PROBLEM TO WORK ON:
Would you copy all lines in the data that contain the word "superset"?

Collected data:
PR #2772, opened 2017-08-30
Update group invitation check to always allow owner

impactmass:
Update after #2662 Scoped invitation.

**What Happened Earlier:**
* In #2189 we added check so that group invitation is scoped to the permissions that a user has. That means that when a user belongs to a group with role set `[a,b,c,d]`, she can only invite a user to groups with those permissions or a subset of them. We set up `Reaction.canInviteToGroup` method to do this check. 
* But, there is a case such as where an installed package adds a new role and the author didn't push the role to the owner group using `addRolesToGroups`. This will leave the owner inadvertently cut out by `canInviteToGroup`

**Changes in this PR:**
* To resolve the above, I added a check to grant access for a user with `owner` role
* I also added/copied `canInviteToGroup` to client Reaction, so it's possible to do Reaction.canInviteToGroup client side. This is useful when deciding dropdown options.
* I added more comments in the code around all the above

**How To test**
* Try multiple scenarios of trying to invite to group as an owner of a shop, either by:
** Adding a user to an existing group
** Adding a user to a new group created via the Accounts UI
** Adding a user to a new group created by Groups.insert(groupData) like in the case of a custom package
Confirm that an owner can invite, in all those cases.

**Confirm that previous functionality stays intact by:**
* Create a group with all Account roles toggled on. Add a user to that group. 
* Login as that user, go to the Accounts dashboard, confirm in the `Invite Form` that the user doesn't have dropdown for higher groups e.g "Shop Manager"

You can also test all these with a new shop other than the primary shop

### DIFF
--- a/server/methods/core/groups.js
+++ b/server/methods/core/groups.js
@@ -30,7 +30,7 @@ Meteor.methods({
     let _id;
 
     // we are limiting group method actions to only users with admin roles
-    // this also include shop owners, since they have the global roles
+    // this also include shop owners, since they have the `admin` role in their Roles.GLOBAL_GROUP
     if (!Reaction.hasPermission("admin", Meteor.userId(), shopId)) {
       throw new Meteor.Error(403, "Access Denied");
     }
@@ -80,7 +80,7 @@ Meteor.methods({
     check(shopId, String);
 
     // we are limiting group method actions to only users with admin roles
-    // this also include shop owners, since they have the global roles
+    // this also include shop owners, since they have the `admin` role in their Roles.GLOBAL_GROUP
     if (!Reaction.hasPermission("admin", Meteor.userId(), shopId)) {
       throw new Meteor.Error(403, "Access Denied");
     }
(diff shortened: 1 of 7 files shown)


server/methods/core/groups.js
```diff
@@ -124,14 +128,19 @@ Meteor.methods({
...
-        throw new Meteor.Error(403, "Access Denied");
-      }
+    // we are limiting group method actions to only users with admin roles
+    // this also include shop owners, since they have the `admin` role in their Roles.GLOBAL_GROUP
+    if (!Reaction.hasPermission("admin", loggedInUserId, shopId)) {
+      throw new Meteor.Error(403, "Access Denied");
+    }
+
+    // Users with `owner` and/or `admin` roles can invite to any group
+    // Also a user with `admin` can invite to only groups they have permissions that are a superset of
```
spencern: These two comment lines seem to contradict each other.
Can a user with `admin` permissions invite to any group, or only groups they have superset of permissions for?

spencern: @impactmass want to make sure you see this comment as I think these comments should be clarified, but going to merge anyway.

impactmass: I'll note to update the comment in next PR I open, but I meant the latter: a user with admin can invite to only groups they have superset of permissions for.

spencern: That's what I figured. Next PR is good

TASK RESULT:
+    // Also a user with `admin` can invite to only groups they have permissions that are a superset of
Can a user with `admin` permissions invite to any group, or only groups they have superset of permissions for?
impactmass: I'll note to update the comment in next PR I open, but I meant the latter: a user with admin can invite to only groups they have superset of permissions for.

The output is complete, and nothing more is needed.